[Stored data entries]
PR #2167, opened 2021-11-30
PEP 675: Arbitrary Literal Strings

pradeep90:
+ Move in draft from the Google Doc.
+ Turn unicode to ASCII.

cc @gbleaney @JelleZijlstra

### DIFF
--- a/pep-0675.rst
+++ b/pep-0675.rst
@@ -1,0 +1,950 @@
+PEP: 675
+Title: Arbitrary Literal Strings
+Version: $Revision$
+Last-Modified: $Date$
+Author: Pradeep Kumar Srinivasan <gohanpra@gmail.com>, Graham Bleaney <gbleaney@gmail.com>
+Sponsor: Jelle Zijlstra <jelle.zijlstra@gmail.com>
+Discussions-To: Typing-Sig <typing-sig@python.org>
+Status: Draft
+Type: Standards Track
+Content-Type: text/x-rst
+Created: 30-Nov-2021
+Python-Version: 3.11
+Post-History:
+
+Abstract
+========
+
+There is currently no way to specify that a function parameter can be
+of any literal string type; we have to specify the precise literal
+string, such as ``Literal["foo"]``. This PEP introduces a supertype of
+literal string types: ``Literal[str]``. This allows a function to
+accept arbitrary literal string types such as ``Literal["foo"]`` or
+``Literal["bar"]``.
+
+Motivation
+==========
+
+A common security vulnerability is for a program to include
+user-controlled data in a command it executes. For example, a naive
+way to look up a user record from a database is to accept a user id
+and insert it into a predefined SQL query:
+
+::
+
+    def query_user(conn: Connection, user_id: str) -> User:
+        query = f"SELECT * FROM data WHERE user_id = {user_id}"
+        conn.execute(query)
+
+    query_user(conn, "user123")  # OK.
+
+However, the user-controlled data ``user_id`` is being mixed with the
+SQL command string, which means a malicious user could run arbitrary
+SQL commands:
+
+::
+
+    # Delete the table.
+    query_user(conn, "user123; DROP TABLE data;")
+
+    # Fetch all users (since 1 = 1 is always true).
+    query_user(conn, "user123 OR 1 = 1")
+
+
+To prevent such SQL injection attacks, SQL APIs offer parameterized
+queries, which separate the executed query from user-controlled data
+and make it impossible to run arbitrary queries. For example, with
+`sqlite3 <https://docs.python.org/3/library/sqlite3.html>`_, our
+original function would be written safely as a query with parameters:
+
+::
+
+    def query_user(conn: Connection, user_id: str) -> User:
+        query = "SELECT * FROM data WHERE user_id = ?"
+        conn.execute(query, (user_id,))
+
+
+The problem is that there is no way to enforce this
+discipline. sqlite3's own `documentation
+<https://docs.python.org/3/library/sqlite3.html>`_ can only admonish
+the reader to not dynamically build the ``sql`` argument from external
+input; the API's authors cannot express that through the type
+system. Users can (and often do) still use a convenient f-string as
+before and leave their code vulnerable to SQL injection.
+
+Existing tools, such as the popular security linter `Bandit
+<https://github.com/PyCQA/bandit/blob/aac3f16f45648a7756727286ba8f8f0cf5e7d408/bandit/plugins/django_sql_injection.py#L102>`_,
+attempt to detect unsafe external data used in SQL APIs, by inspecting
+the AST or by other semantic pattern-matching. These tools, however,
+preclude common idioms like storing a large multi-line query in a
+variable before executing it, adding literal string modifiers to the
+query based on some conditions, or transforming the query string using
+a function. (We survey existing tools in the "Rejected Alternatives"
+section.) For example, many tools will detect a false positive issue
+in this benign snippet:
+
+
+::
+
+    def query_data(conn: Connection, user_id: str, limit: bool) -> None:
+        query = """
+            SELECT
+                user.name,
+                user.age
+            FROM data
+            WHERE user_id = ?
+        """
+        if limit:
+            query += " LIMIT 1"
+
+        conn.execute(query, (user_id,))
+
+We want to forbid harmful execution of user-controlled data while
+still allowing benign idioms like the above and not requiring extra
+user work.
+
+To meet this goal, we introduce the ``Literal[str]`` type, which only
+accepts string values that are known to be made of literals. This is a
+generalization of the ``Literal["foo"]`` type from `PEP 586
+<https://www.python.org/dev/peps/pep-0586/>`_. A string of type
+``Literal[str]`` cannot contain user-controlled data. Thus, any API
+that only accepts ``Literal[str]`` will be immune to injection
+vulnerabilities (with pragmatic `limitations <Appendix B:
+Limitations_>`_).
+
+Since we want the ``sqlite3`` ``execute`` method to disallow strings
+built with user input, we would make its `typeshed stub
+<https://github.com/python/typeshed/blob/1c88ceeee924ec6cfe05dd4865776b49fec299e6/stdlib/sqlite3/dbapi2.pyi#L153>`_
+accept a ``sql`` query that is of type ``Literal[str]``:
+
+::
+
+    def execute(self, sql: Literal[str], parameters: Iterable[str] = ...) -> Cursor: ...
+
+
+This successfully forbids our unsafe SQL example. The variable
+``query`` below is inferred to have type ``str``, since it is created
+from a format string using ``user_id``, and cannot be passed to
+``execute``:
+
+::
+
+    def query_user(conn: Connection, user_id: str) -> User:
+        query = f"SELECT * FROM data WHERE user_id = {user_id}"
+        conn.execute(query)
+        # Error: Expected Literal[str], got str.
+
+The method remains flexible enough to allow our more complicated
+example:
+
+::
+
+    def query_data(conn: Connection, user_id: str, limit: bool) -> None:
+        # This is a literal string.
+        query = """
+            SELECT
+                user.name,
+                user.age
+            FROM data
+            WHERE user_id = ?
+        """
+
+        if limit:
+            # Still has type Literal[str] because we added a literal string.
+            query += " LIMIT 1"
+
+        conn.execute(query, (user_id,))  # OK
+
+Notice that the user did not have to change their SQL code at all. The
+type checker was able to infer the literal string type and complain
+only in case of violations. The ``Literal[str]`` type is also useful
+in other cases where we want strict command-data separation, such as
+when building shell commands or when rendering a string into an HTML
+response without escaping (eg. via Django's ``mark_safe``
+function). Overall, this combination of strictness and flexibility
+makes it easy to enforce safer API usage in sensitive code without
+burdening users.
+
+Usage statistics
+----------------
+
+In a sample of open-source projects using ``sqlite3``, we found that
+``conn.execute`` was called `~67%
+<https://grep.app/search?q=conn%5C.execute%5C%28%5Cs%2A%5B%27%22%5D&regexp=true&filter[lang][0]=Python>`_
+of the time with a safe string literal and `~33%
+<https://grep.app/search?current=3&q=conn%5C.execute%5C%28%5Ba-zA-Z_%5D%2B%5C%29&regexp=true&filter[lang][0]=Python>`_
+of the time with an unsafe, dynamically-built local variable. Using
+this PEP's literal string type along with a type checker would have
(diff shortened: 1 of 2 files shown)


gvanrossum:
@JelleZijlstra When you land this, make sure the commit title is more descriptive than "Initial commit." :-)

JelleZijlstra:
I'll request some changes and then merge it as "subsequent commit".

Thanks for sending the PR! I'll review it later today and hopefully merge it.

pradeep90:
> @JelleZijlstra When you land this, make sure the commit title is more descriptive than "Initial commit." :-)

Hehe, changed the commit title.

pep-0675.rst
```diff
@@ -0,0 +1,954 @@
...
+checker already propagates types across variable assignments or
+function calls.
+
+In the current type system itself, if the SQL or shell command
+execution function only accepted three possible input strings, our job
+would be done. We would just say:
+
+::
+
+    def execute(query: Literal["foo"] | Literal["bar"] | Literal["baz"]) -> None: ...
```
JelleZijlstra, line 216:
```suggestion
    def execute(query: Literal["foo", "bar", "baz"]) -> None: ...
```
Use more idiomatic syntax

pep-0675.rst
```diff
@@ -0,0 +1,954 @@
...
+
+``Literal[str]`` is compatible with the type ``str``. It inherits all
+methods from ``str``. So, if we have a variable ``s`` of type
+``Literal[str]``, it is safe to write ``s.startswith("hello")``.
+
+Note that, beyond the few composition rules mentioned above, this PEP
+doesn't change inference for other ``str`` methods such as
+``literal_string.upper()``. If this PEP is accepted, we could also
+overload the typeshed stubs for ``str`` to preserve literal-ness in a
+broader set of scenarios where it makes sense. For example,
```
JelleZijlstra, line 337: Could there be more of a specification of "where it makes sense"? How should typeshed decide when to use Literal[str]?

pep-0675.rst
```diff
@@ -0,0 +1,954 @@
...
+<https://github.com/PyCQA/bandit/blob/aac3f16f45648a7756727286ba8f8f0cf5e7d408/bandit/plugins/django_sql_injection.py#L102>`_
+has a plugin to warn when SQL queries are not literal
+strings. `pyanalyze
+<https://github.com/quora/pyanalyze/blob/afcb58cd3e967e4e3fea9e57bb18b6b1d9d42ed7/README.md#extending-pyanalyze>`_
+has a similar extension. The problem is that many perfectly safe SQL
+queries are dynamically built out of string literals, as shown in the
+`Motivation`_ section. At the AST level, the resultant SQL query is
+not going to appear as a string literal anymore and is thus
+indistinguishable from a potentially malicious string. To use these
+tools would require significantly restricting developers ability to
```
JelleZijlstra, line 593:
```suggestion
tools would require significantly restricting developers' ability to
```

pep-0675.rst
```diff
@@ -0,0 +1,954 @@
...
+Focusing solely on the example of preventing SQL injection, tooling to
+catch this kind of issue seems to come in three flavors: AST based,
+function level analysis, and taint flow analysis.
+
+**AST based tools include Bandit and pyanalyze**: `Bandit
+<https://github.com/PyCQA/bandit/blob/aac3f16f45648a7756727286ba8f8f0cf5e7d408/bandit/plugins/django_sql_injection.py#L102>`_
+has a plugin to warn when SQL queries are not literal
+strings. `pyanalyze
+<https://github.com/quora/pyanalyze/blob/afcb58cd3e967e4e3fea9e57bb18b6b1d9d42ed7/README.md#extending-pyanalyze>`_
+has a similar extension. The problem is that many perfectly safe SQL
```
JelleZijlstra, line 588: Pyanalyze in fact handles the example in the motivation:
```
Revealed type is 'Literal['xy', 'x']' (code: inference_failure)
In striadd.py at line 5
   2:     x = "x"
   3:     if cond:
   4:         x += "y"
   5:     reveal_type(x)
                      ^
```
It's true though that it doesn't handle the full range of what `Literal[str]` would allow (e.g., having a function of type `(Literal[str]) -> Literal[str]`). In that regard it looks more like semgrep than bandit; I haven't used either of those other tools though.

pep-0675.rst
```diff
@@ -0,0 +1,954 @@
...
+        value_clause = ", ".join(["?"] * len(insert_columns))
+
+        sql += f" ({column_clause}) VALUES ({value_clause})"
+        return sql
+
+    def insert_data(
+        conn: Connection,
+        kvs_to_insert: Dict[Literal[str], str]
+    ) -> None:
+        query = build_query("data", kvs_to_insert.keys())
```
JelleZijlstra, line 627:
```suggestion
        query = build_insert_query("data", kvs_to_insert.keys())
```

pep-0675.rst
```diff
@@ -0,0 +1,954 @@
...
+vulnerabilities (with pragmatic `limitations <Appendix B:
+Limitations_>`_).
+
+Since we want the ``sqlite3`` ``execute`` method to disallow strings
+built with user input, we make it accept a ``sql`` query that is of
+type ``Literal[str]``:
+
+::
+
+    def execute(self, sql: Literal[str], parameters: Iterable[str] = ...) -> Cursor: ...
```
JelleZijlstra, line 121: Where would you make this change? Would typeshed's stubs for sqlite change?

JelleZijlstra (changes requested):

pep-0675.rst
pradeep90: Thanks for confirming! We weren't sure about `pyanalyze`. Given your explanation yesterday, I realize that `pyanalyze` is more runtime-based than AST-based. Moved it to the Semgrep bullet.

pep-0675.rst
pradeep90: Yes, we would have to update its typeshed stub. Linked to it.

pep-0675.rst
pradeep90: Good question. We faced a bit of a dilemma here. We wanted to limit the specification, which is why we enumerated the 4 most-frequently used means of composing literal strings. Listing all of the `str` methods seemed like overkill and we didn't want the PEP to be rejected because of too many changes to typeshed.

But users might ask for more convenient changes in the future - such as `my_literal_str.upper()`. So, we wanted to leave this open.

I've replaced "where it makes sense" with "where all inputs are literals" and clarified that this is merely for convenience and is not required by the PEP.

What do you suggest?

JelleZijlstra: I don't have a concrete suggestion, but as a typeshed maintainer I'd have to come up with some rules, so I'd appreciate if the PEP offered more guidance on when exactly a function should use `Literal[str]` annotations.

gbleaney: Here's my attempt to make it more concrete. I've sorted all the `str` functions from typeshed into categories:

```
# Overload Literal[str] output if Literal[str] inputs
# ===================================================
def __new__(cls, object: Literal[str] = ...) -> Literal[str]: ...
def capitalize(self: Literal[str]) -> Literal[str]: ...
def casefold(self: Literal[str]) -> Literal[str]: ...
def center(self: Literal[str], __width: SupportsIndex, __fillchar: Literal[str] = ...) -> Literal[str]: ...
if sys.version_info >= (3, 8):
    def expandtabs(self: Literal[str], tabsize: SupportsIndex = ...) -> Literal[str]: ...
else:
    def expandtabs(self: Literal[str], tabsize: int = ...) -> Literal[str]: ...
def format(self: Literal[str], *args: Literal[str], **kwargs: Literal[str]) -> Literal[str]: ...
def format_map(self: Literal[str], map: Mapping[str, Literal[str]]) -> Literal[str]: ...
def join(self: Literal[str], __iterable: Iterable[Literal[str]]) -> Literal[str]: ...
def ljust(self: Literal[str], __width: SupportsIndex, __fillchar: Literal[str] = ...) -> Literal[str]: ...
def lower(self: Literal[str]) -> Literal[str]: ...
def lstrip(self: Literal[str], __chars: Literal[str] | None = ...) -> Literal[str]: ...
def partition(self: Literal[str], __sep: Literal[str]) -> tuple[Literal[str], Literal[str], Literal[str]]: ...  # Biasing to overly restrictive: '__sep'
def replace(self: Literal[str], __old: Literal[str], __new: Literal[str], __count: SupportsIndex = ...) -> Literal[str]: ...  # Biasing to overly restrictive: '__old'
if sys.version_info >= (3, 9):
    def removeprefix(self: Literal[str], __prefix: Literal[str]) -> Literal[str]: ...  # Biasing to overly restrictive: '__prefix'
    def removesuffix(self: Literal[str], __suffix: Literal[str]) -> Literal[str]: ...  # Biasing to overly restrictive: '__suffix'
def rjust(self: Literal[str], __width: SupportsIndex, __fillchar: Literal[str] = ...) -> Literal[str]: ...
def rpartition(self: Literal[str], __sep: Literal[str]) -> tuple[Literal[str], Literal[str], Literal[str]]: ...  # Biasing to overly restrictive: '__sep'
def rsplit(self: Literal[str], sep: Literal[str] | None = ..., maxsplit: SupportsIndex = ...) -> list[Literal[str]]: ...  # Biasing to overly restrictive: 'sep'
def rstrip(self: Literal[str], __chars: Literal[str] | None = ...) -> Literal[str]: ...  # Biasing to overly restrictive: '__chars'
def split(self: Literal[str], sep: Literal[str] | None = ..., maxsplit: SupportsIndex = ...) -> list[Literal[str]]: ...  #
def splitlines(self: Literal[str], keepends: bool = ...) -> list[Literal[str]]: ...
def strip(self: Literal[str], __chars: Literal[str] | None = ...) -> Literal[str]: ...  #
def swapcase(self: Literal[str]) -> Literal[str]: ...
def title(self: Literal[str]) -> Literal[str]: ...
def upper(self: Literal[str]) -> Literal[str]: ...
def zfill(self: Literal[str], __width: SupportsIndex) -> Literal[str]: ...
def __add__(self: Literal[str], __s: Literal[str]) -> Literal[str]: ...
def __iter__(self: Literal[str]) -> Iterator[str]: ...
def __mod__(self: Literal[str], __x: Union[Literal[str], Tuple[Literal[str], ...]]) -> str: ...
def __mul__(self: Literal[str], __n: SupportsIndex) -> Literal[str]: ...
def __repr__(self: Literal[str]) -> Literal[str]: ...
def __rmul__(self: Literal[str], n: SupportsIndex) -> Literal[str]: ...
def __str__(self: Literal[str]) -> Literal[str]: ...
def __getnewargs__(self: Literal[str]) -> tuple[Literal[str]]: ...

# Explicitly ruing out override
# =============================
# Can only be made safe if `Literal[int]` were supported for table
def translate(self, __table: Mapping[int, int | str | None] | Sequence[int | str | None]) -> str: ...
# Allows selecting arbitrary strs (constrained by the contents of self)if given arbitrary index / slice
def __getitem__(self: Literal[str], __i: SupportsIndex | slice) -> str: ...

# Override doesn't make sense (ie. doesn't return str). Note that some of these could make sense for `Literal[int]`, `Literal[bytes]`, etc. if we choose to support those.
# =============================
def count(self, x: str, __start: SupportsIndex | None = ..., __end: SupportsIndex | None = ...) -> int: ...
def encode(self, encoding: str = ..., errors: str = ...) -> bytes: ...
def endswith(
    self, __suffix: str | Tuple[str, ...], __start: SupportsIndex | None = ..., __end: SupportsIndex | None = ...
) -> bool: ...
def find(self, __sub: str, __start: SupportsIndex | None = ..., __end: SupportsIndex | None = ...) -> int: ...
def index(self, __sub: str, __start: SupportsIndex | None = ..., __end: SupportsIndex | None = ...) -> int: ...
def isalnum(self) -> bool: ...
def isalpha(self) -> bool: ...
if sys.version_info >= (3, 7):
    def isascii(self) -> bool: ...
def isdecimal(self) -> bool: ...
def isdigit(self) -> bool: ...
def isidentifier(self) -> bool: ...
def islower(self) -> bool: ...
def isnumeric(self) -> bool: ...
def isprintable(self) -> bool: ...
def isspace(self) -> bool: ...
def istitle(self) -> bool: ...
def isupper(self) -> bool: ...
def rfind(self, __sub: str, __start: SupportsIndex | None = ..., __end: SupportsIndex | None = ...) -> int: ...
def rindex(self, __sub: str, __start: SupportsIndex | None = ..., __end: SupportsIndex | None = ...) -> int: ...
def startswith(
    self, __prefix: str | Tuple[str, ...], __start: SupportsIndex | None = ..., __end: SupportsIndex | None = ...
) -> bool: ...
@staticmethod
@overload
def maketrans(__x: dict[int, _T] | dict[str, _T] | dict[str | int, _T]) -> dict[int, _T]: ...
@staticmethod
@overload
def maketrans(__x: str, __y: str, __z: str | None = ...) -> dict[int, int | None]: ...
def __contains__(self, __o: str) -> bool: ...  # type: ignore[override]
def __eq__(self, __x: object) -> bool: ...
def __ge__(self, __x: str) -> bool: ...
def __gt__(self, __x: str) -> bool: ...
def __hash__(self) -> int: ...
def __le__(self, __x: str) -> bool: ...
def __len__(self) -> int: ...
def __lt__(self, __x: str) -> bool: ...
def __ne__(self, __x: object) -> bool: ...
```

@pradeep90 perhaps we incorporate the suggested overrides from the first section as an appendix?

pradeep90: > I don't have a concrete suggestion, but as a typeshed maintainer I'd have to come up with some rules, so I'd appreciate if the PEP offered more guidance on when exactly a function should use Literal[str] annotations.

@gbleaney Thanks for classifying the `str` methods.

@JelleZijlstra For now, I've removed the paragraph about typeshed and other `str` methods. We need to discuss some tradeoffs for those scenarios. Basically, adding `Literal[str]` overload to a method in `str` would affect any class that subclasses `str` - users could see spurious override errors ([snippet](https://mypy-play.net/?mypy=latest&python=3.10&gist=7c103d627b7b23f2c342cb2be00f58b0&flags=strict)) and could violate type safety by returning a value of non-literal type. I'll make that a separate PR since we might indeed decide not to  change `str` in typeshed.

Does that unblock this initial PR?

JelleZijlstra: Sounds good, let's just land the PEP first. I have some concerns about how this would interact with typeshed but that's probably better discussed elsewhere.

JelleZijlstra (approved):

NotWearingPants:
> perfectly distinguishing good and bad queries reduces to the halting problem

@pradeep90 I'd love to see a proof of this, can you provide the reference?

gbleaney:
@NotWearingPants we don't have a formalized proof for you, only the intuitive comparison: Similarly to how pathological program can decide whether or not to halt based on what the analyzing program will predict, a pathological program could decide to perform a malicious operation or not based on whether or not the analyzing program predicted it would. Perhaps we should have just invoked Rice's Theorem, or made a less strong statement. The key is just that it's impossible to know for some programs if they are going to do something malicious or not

What to do: Only a number is expected here: the tally of lines above that contain "doesn". Please write nothing more.

Exercise answer: 3